But the lurching in her stomach as she goes into zero-gee freefall— she never gets enough of that.

Caitlin whips the jet around in a tight, low curve, mindful of the flight deck the Coast Guard had authorized her, and with a touch of a panel, activates the radio. "This is JL-001, engaging VTOL and dropping below radar coverage," she says, so they don't panic when she drops off the radar abruptly. Caitlin lands the Jet neatly on the docks, and with another touch to a panel, tells it to rest and shut down. The ship deploys solar panels on the wings and turns almost completely invisible, sitting on the end of a lonely, empty pier.

Caitlin drops out of the ship, wearing low purple moccassins and a green bodysuit that covers her arms but leaves her legs bare. She starts hovering a few inches above the sand, looking like a fledgling duck, then starts to track a slow, lazy course over the rocky coast, just above the spray of the water and with a look of intense concentration on her face as she starts making a long, slow lap of a half-mile stretch, body arrowed out.


By contrast with the ephemeral thing that is the Invisible Jet, Kinsey's — /Six's/ — aircraft is something else altogether, made for entirely another purpose, or set of purposes. It is a waystation for information, a beacon for signals of infinite kinds, an escape vehicle, a defensive measure of last resort. It wouldn't have made sense to try to pursue her target in it, and so she doesn't.

What has followed is instead a tiny thing, a small drone, spherical in shape, with thin, barely-there seams to suggest the ability to change that shape to some degree. Its primary purpose is that of a sentry, and it carries a part of Kinsey's consciousness with it. It does not have to keep up with the Invisible Jet — only with her authorized passage through local airspace, and when it finds her landing, it zips off into the deepening dusk. Its disappearance is the reason that the coastline's familiar silhouette will be interrupted by a stroke of darkness against the horizon that is not typically there.

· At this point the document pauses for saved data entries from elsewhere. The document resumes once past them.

PR #371, opened 2020-01-31
Add support for showing generic profiles

chadoh:
Previously, this app would only show you your own profile at `/profile`

This changes the route to `/your-username`, and allows showing anyone else's profile at this route as well

If viewing your own profile, data is loaded immediately from the redux store, which is cached in localStorage. If viewing someone else's, data is fetched directly in the component, since no other components use this data currently and we do not need to pollute the global state with it.

## Screenshots

near wallet new profile route

### DIFF
--- a/src/components/Routing.js
+++ b/src/components/Routing.js
@@ -26,7 +26,7 @@ import { AuthorizedAppsWithRouter } from './access-keys/AccessKeys'
 import { FullAccessKeysWithRouter } from './access-keys/AccessKeys'
 import { SendMoneyWithRouter } from './send-money/SendMoney'
 import { ReceiveMoneyWithRouter } from './receive-money/ReceiveMoney'
-import { ProfileWithRouter } from './profile/Profile'
+import { Profile } from './profile/Profile'
 import { SignWithRouter } from './sign/Sign'
 import { NodeStakingWithRouter } from './node-staking/NodeStaking'
 import { AddNodeWithRouter } from './node-staking/AddNode'
@@ -58,10 +58,10 @@ class Routing extends Component {
         })
         this.props.addTranslationForLanguage(translations_en, "en")
     }
-    
+
     componentDidMount = () => {
         const { handleRefreshAccount, handleRefreshUrl, history, clearAlert, clear, handleRedirectUrl, handleLoginUrl, router } = this.props
-        
+
         handleRefreshUrl()
         handleRefreshAccount(history)
 
@@ -79,12 +79,12 @@ class Routing extends Component {
             }
 
             handleRefreshAccount(history, false)
-            
+
             const { state: { globalAlertPreventClear } = {} } = history.location
             if (!globalAlertPreventClear) {
                 clearAlert()
             }
-            
+
             clear()
         })
     }
@@ -164,8 +164,8 @@ class Routing extends Component {
                                     />
                                     <PrivateRoute
                                         exact
-                                        path='/profile'
-                                        component={ProfileWithRouter}
+                                        path='/profile/:accountId'
+                                        component={Profile}
                                     />
                                     <PrivateRoute
                                         exact
@@ -192,8 +192,8 @@ class Routing extends Component {
                                         path='/staking'
                                         component={StakingWithRouter}
                                     />
-                                    <PrivateRoute 
-                                        component={DashboardDetailWithRouter} 
+                                    <PrivateRoute
+                                        component={DashboardDetailWithRouter}
                                     />
                                 </Switch>
                             )}
--- a/src/components/profile/Profile.js
+++ b/src/components/profile/Profile.js
@@ -1,44 +1,20 @@
 import React from 'react'
-import { useSelector } from 'react-redux'
 
 import PageContainer from '../common/PageContainer';
 import ProfileDetails from './ProfileDetails'
 import ProfileSection from './ProfileSection'
 import ProfileQRCode from './ProfileQRCode';
-import { Wallet } from '../../utils/wallet'
-
-const wallet = new Wallet()
+import { LOADING, NOT_FOUND, useAccount } from '../../hooks/allAccounts'
 
 export function Profile({ match }) {
     const { accountId } = match.params
-    const currentUser = useSelector(state => state.account)
-    const [ account, setAccount ] = React.useState(
-        currentUser.accountId === accountId && currentUser
-    )
-    const [ loading, setLoading ] = React.useState(!account)
+    const account = useAccount(accountId)
 
-    React.useEffect(() => {
-        if (currentUser.accountId === accountId) {
-            setAccount(currentUser)
-        } else {
-            setLoading(true)
-            wallet.getAccount(accountId).state()
-                .then(({ amount }) => {
-                    setLoading(false)
-                    setAccount({ accountId, amount })
-                })
-                .catch(err => {
-                    setLoading(false)
-                    setAccount(null)
-                })
-        }
-    }, [accountId])
-
-    if (loading) {
+    if (account.__status === LOADING) {
         return <PageContainer title="Loading..." />
     }
 
-    if (!account) {
+    if (account.__status === NOT_FOUND) {
         return <PageContainer title={`Account @${accountId} not found`} />
     }
 
--- a/src/components/profile/Profile.js
+++ b/src/components/profile/Profile.js
@@ -1,51 +1,53 @@
-import React, { Component } from 'react'
-import { connect } from 'react-redux'
-
-import { withRouter } from 'react-router-dom'
+import React from 'react'
+import { useSelector } from 'react-redux'
 
 import PageContainer from '../common/PageContainer';
 import ProfileDetails from './ProfileDetails'
 import ProfileSection from './ProfileSection'
-import ProfileYourKeys from './ProfileYourKeys'
-import ProfileNotice from './ProfileNotice'
 import ProfileQRCode from './ProfileQRCode';
+import { Wallet } from '../../utils/wallet'
 
-class Profile extends Component {
-   state = {
-      loader: false
-   }
+const wallet = new Wallet()
 
-   componentDidMount() {}
+export function Profile({ match }) {
+    const { accountId } = match.params
+    const currentUser = useSelector(state => state.account)
+    const [ account, setAccount ] = React.useState(
+        currentUser.accountId === accountId && currentUser
+    )
+    const [ loading, setLoading ] = React.useState(!account)
 
-   render() {
-      const { account } = this.props
+    React.useEffect(() => {
+        if (currentUser.accountId === accountId) {
+            setAccount(currentUser)
+        } else {
+            setLoading(true)
+            wallet.getAccount(accountId).state()
+                .then(({ amount }) => {
+                    setLoading(false)
+                    setAccount({ accountId, amount })
+                })
+                .catch(err => {
+                    setLoading(false)
+                    setAccount(null)
+                })
+        }
+    }, [accountId])
 
-      return (
-         <PageContainer
-            title={`Account: @${account.accountId ? account.accountId : ``}`}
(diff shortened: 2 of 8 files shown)


Patrick1904:
@vlad what do you think?

src/components/profile/Profile.js
```diff
@@ -1,51 +1,44 @@
...
-         </PageContainer>
-      )
-   }
+import { Wallet } from '../../utils/wallet'
+
+const wallet = new Wallet()
+
+export function Profile({ match }) {
+  const { accountId } = match.params
+  const [ loading, setLoading ] = React.useState(true)
```
vgrichina: Let's not become more inconsistent with adding React Hooks as well.

For now we have a bit half-assed Redux integration, I'd prefer we clean it up as generally it's been quite useful when debugging complex flows (as Redux Dev tools allows to view state diffs, time-travel, etc).

vgrichina:
@chadoh any reason we need separate `OwnProfile` component vs using one component for all profiles?

src/components/profile/Profile.js
vgrichina: Looks like there are good ways to use Redux together with Hooks as well: https://thoughtbot.com/blog/using-redux-with-react-hooks

Probably worth deeper discussion, as functional style of components looks cleaner.

kcole16:
@chadoh Thanks for the PR!

We've been using the `/profile` as more of an account settings-type page (which is probably a bit of a misnomer) thus far. 

While we have this branded "Wallet", I don't think generic profile pages are a priority, at least not in addition to the explorer accounts. In the mid-long term, if we focus more on discovery and a social experience, it is worth revisiting.

Thoughts? @vgrichina @Patrick1904

Patrick1904:
Since profile activity is currently public through the explorer it might make sense to enable it for wallet too? Potentially with an option for the user to ‘check’ a box to enable/disable it depending on default. Especially if we add more personal data to a profile. It could make it easier for users to send/receive by sharing profile url. 

@chadoh do you see value in the wallet profile including more personal information and being used as a social feature? Curious about thoughts here

vgrichina:
I think it's useful to have profiles in wallet, explorer has way too technical focus.

vgrichina:
> Especially if we add more personal data to a profile. It could make it easier for users to send/receive by sharing profile url.

@Patrick1904 @chadoh @kcole16  yeah, we for sure want to add more data once @evgenykuzyakov is done with his open web stuff for data storage on user's account. Like you should be able to maintain profile like on Twitter, etc.

src/components/profile/Profile.js
chadoh: Having worked on several hefty projects with redux and then a few without, I've come down on "redux is probably not worth all the indirection it adds, especially now that React has hooks."

It looks like there's only one piece of global state that we need in this project: the current user. We could make this easily accessible to all components that need it using React's context api. I recently helped implement something similar here: https://github.com/AutarkLabs/open-enterprise/commit/96ea396349208b8e064832caf42a050f3d8340ed#diff-ae42d1e8553b2812cb903dd2add50dd4

As for "state diffs, time-travel, etc" – I have not missed these features at all. I'd wager that the number of complex flows that require debugging can be reduced by removing redux.

chadoh:
Regarding @vgrichina's question:

> any reason we need separate `OwnProfile` component vs using one component for all profiles?

this relates to @kcole16's comment:

> We've been using the `/profile` as more of an account settings-type page (which is probably a bit of a misnomer) thus far.

I wasn't sure if we wanted to keep `/profile` and make it something more specific to the current user. 

For now, I think a sensible next step would be to remove `/profile` altogether. Instead, we can use a single `Profile` component, served from `/:accountId`. When you click your name in the top right of wallet.nearprotocol.com and select "Profile", it would bring you to your own URL, the same way that clicking on your avatar in the sidebar of twitter.com brings you to your profile's URL. 

For now, viewing your own profile will look exactly like viewing someone else's. Once we add more social features, we can customize the `Profile` component based on whether you're viewing your own profile ore someone else's.

src/components/profile/Profile.js
vgrichina: > It looks like there's only one piece of global state that we need in this project: the current user. 

Ideally we need to keep preloaded data about account globally as well, so that UI is more snappy (i.e. we show cached data before new data is loaded). Stuff like "what message to show after redirect" or "where to redirect after login" is also global state.

vgrichina: @marcinbodnar @Patrick1904 what are your thoughts on this? Do you feel like Redux Dev Tools are useful for debugging state changes or not really?

chadoh:
@Patrick1904 [asked](https://github.com/nearprotocol/near-wallet/pull/371#issuecomment-581456640):

> @chadoh do you see value in the wallet profile including more personal information and being used as a social feature? Curious about thoughts here

Yes, I think that seems useful

src/components/profile/Profile.js
chadoh: Another angle I'd like to consider: I think near-wallet may end up being a great reference project for other NEAR developers building apps with React. To that end, I want to make its code as easy to understand as possible, and as close to current React "best practices" as we can get. My anecdotal impression is that redux is falling out of favor, now that React has better built-in ways to manage data than it did when redux first gained popularity. (A quick search for "redux popularity over time" yielded this as the top result: https://hackernoon.com/goodbye-redux-26e6a27b3a0b.)

vgrichina: @chadoh I agree that Redux would be an overkill if all the data is loaded every time.

However we need to make a reference blockchain app and that ideally should account for far slower responses from backend than in normal web app. That means we'll need stuff like caching data locally. Which is generally pretty hard to get working and debug when state can be modified from anywhere.

marcinbodnar: > Do you feel like Redux Dev Tools are useful for debugging state changes or not really?

useful for me, regarding some complex flows we have implemented

chadoh: I'm willing to use redux for now. If I want to re-raise the question of whether it's worth moving away, I'll do so by refactoring one of those hard-to-get-working parts, and see what we think. It's hard to evaluate such architectural alternatives without seeing a good side-by-side comparison.

vgrichina: @chadoh I think it's good idea to switch to functional style with hooks when using Redux though:
https://thoughtbot.com/blog/using-redux-with-react-hooks

chadoh: @vgrichina would you like to see this done all at once, or are you ok with it being done piecemeal as we add and edit existing components?

vgrichina: @chadoh seems like smth much easier to do piecemeal.

chadoh:
See updated version. All profiles are now served from `/:accountId`, and the old component has been removed.

src/components/profile/Profile.js
chadoh: @vgrichina I've updated this component to fetch the current user from the redux state, but I doubt we want to add the profile-being-viewed to the global state, since no other components use this data currently. Let me know what you think.

src/components/responsive/DesktopPopup.js
```diff
@@ -138,7 +138,7 @@ const DesktopPopup = ({
                 <List className='submenu'>
                     <List.Item>
                         <List.Icon as={Image} src={AccountImage} />
-                        <List.Content as={Link} to='/profile' onClick={handleClose}>
+                        <List.Content as={Link} to={`/${account.accountId}`} onClick={handleClose}>
```
vgrichina: URL should have some prefix before `${account.accountId}` or we'll end up having name clashes for accounts and routes in wallet.

chadoh: The route is listed last in `Routing` for just this reason

src/components/profile/Profile.js
```diff
@@ -1,51 +1,53 @@
...
+        currentUser.accountId === accountId && currentUser
+    )
+    const [ loading, setLoading ] = React.useState(!account)
+
+    React.useEffect(() => {
+        if (currentUser.accountId === accountId) {
+            setAccount(currentUser)
+        } else {
+            setLoading(true)
+            wallet.getAccount(accountId).state()
```
vgrichina: I'd prefer we load through Redux as discussed before. In this specific example these reasons come in play (in addition to consistency / debugging possibility):
1) it'll allow us to cache results globally, so that on next call we can already show data and update it vs load from scratch
2) we won't need boilerplate for triggering loading flag on/off

src/components/responsive/DesktopPopup.js
vgrichina: That still doesn't allow to have e.g. `send-money` as account name.

src/components/profile/Profile.js
chadoh: This means that we will add items to localStorage that potentially get very stale, with no plan to clear them. For the foreseeable future this will probably cause no problems, but it seems like transient data and I like that the current implementation treats it as such.

src/components/responsive/DesktopPopup.js
chadoh: Ah, great point – maybe just an `@` before the username would be a good approach? Should we get design insight on this?

src/components/profile/Profile.js
vgrichina: I mean just cache in memory, not in local storage.

src/components/responsive/DesktopPopup.js
vgrichina: @chadoh let's just make it `/account/${account.accountId}`

src/components/Routing.js
```diff
@@ -156,10 +156,10 @@ class Routing extends Component {
                                         path='/receive-money'
                                         component={ReceiveMoneyWithRouter}
                                     />
-                                    <PrivateRoute
+                                    <Route
```
chadoh: I noticed that the dropdown in the top right shows a link to your profile _even when you're not logged in_ – I really think we should allow showing profiles of other people, even if you're not logged in, but that feels like a whole design challenge that we might want to avoid for now. Should I keep this as a `PrivateRoute`?

chadoh:
@vgrichina I found the existing places where we use `createActions` throughout this codebase hard to reason about, so I specifically avoided using `redux-actions`  here. To me, using it feels like hiding complexity in a bad way. I would rather make the boilerplate explicit, rather than requiring anyone modifying this code to understand the boilerplate that the `redux-actions` helpers will generate for us.

chadoh:
@vgrichina I've updated to use `redux-actions` – let me know what you think

src/components/Routing.js
chadoh: @kcole16 I think this might be a question for you – do we want to allow signed-out people to view other people's profile pages? If so, does this require a fairly deep redesign of the top bar, potentially getting rid of the entire dropdown which currently contains a link to the signed-in user's profile? If so, I think we have three options:

1. do that redesign & implementation as part of this PR
2. keep this PR as-is, which results in linking people to `/profile/undefined` if they're signed out (note that someone has created an account named `undefined`, so this results in a confusing experience)
3. only allow viewing someone else's profile if you're signed in

I think `3` is probably the easiest for now, until we implement a new signed-out design for the top bar.

chadoh:
@vgrichina 

> a bit uneasy around mixing strings for status and object for account info...  I suggest we just add a field to account object (e.g. `_status`)

I was also uneasy about mixing strings & objects, but couldn't think of a design I liked more. I liked the `_status` suggestion a lot, though! I've changed it to `__status` and I've also swapped strings like `'LOADING'` for constants. Let me know what you think!

src/components/Routing.js
kcole16: I think we should go with `3` for now. In some ways it weakens the purpose a bit, but I'd like to save any redesigns for a bigger overhaul we're kicking off with @corwinharrell soon.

Seawater booms and sucks through snarls of rock along the coastline, in-rolling waves spewing foam up as the tide comes in. The sunset promises to be spectacular, blood-oranges and melon pinks, unusually colorful for the time of year, and the cold sand soaks it up. It's a nice place to wait around for something, and that's what Six is doing, taking the trajectory reported by her drone and using it to get out ahead of the redhead's position, to a rough, barnacle-studded pile of rocks. She's perched atop the top one, arms wrapped around her knees, and there are several smaller shadows in slow revolution around her: other drones. Only a few.

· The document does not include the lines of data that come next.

Issue #228, opened 2019-11-08
Recovery Options Management


kcole16:
## Story

As a user, I want to view all of my setup recovery options in one place, so I can add additional options and remove existing ones.

## Acceptance Criteria

- [x] User can view email recovery
  - [x] If enabled
    - [x] Email address
    - [x] Date enabled
    - [x] “Resend email” CTA
    - [x] “Disable” CTA
  - [x] If disabled
    - [x] “Enable”
- [x] User can view phone recovery
    - [x] If enabled
      - [x] Phone number
      - [x] Date enabled
      - [x] “Resend message” CTA
      - [x] “Disable” CTA
    - [ ] If not enabled
      - [ ] “Enable”
- [x] User can view seed phrase recovery
  - [ ] If enabled
    - [ ] Date enabled
    - [ ] “Disable” CTA
  - [ ] If not enabled
    - [ ] “Enable”
- [x] If a user tries to view a recovery setup page (`/setup-recovery`) while the option is enabled, redirect to `/profile`
- [x] Mobile ok
- [x] Tested

## Assets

Caitlin sees Six on her fourth lap, and it takes her a moment to segregate Six from the boulders, until she catches a flicker of motion that's not gulls or the lapping tide. Inexpertly, Fairchild jerks to a halt, feet swinging forward and arms pinwheeling a bit; any scanning technology worth a nickel would detect an exquisitely advanced flight control unit on her right hand, with enough power to give even the big redhead some serious velocity in a pinch.

"Er… hi," Caitlin says, managing (what she hopes looks like) an authoritative hover, one leg straight, the other slightly curled. 'Mind the trim… mind the trim…' she thinks to herself, trying to stay oriented properly. "I—" her eyes widen a bit. "Oh my goodness! You're — you're Six, we met the other day at the ocean liner wreck. Hi! I'm Caitlin, we were introduced briefly," she says, with a politeness that would be smarmy if it wasn't so darned sincere. "You did great work, I didn't get a chance to thank you for helping!"


Six stays where she is. If the movements are inexpert, or if she notices, it isn't clear; that sleek helmet of hers is black as pitch and has the gloss of obsidian, yielding nothing. It reflects the wild hues of the sunset back at itself for the time being, a smear of tropical colors.

She does lift one hand from its wrap around her knees when she's noticed, though: the organic one. Slender fingers trill in a gloved wave. It gives her a warm and apprehensive feeling, to be addressed by that newly-adopted name.

"I'm sorry to drop in on you uninvited. I know it's rude."

The filter that her voice passes through paints a feminine but distinctly inhuman picture, like syllables crafted from white noise — too synthetic to be a whisper, but overlaid with secondary tones for the purpose of inflection.

"But I was hoping I could speak with you about something. Ask you a few questions. Both you and Captain Marvel were kind to let me help you. You're easier to find than she is, though." There is a little tremor of sound — probably a soft laugh.


"Well, y'know. Redhead," Caitlin says, making a little joke at her own expense, a dimple forming under one cheek as she grins at Six. "And she's really busy. Day job, evening job, and she flies waaaay more than me. I'm just out for a little jaunt, really, before I go home for the day."

Realizing she's babbling a bit, Caitlin clicks her jaw shut, and clears her throat. She looks around for a place to land; there's nothing dry nearby, so she drifts towards Six's boulder, around the backside of it so there's a little space between. She moves slowly, wobbling only once in the air, and grips the boulders with relief once she gets her boots on the rocks.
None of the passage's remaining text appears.